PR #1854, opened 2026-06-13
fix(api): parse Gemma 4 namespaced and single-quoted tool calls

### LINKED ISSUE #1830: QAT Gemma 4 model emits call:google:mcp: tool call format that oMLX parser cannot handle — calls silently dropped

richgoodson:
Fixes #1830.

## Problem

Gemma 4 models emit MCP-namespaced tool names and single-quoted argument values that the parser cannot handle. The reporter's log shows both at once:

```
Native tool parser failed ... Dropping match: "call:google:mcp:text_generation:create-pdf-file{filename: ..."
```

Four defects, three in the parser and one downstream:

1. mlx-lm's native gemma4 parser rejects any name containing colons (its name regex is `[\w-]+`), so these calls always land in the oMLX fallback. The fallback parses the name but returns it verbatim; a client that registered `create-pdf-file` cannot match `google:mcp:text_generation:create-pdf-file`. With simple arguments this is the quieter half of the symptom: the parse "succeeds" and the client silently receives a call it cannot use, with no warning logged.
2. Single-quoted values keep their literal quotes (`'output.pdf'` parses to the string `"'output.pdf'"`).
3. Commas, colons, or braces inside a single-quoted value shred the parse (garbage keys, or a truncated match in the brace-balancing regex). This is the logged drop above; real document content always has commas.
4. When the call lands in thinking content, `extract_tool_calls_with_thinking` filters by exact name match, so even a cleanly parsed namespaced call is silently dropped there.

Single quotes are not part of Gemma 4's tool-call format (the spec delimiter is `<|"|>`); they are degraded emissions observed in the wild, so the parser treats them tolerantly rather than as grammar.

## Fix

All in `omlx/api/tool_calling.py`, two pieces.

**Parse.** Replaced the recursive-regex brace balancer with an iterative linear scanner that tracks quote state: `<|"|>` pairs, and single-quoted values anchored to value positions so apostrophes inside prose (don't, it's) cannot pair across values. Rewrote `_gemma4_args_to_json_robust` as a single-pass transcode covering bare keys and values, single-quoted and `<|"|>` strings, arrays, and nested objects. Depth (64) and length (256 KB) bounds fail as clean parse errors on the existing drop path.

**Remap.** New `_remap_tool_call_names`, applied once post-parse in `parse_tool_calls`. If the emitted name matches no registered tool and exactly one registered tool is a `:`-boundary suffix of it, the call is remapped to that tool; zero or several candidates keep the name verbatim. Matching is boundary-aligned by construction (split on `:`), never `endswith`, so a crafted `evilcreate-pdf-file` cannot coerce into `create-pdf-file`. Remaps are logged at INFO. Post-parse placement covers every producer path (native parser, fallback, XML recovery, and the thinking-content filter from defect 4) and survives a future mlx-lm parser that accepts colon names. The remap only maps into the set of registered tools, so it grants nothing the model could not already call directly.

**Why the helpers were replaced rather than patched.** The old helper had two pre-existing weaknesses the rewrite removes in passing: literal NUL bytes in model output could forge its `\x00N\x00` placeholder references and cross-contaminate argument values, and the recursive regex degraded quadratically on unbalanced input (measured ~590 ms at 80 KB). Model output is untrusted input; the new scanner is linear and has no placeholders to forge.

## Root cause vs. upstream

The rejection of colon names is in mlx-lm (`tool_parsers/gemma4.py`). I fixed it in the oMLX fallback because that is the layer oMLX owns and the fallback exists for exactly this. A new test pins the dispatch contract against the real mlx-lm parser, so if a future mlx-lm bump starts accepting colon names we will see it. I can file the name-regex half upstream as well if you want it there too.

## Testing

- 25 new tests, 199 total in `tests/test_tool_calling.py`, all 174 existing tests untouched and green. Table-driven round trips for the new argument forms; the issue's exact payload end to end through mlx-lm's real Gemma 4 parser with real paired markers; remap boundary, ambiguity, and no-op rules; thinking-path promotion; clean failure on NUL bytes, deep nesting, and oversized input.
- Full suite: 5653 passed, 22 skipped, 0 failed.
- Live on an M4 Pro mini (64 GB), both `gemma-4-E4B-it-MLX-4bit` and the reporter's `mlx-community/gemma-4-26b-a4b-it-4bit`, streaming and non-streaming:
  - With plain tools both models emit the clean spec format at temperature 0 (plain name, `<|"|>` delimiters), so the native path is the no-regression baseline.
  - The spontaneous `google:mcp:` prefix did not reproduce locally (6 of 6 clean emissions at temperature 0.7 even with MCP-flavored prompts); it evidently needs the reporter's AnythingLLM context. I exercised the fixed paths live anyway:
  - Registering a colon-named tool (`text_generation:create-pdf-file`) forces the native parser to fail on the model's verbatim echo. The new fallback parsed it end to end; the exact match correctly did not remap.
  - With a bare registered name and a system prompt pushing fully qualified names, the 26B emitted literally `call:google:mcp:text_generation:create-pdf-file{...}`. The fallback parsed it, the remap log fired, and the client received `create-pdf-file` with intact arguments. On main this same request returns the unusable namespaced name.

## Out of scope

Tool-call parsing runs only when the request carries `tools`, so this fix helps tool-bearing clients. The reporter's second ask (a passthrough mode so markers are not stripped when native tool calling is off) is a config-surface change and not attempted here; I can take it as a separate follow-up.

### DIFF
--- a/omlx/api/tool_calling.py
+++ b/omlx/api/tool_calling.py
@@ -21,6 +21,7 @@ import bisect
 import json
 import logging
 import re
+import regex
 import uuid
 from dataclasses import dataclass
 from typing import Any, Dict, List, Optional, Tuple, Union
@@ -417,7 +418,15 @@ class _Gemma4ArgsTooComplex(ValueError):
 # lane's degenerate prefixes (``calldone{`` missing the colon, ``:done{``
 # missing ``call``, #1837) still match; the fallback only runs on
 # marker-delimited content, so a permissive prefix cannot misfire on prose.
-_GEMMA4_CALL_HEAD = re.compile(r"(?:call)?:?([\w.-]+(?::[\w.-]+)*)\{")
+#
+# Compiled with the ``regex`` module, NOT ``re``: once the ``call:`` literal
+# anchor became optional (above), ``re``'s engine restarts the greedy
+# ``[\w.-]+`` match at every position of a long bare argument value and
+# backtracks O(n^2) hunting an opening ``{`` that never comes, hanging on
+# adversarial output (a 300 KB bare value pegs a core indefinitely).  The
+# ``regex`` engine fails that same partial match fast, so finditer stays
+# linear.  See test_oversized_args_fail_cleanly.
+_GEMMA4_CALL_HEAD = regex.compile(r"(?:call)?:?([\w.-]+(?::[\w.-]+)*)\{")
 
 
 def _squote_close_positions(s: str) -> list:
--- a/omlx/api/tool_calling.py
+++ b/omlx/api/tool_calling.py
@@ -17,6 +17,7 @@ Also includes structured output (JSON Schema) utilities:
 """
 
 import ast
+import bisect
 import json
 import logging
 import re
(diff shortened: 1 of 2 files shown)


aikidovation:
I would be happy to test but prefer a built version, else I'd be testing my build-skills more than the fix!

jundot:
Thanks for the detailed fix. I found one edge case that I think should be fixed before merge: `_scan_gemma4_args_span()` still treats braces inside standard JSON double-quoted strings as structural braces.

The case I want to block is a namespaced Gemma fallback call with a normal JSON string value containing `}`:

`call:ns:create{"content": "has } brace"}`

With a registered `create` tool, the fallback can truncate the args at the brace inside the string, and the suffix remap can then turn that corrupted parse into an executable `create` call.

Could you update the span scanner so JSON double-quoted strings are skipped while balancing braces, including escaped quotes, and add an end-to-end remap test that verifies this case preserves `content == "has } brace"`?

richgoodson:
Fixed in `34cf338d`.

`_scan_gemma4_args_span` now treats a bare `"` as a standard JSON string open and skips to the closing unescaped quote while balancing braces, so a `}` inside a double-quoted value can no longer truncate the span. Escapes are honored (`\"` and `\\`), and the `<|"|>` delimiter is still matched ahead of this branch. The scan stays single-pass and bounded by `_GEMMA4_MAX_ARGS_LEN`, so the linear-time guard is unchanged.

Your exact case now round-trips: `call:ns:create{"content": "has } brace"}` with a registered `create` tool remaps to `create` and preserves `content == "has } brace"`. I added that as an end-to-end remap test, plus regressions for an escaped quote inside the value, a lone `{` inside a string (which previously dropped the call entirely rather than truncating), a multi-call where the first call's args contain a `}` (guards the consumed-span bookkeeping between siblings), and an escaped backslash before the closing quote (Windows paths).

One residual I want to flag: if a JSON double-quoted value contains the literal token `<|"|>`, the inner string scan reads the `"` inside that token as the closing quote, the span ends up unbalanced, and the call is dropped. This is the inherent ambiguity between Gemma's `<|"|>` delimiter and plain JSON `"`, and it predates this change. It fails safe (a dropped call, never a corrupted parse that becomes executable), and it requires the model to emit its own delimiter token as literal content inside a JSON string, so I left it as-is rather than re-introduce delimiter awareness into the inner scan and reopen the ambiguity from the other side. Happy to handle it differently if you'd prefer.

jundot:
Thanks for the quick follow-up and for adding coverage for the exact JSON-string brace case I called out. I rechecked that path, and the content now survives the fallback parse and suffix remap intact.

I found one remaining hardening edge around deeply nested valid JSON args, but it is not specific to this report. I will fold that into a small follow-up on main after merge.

- - - - -

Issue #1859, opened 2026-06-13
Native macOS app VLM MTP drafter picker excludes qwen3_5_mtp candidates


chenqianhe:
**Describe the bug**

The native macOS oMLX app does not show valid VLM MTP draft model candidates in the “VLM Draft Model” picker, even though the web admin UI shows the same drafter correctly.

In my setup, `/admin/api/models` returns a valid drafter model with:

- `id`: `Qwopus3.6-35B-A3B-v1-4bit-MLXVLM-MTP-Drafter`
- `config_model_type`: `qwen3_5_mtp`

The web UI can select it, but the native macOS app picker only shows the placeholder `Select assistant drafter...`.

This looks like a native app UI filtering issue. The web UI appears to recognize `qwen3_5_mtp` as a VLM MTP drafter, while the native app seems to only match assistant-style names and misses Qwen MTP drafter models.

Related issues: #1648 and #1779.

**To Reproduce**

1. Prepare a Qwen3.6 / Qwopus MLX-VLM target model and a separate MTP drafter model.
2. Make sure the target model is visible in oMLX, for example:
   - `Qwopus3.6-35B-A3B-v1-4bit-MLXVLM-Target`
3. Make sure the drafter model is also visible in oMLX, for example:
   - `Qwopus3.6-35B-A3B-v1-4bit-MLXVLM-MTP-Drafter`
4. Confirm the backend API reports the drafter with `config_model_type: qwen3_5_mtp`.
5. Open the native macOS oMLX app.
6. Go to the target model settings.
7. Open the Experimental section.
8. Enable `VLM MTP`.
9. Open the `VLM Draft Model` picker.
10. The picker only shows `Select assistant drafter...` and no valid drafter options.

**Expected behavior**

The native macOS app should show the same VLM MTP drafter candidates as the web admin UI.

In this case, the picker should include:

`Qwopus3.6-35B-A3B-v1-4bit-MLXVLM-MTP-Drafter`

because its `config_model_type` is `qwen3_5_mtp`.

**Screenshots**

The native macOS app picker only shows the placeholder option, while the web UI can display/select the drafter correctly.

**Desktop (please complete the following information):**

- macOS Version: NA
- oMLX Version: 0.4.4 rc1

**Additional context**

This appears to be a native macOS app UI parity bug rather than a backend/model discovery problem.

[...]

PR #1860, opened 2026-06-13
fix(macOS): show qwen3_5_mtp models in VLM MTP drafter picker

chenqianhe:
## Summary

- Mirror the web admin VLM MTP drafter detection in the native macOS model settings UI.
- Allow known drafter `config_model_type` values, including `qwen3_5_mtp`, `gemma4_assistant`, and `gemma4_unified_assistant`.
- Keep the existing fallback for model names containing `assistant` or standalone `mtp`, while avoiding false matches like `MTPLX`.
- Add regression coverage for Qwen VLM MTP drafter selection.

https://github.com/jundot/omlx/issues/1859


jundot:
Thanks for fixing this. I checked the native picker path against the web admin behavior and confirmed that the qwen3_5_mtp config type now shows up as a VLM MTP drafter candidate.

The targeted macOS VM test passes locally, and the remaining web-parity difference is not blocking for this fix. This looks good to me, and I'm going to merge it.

- - - - -

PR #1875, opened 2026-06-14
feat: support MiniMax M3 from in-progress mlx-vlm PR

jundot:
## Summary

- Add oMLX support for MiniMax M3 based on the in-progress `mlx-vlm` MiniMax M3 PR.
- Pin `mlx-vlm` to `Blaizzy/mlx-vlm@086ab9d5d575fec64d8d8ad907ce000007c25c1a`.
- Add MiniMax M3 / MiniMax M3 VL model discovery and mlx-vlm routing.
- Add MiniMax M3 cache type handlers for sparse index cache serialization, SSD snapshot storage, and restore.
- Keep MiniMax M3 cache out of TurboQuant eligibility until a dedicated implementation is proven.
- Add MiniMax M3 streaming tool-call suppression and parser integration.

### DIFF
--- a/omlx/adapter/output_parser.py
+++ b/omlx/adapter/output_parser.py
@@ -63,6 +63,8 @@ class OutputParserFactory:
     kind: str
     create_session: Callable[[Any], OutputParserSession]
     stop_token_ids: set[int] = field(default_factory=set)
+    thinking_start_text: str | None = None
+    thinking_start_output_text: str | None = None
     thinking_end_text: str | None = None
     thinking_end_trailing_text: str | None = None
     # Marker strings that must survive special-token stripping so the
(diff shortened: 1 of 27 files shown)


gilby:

- - - - -

◆ **WORK ORDER**:
Please go through the data above and copy each line containing the word "looks".

◆ **EXERCISE RESULT**:
This looks like a native app UI filtering issue. The web UI appears to recognize `qwen3_5_mtp` as a VLM MTP drafter, while the native app seems to only match assistant-style names and misses Qwen MTP drafter models.
The targeted macOS VM test passes locally, and the remaining web-parity difference is not blocking for this fix. This looks good to me, and I'm going to merge it.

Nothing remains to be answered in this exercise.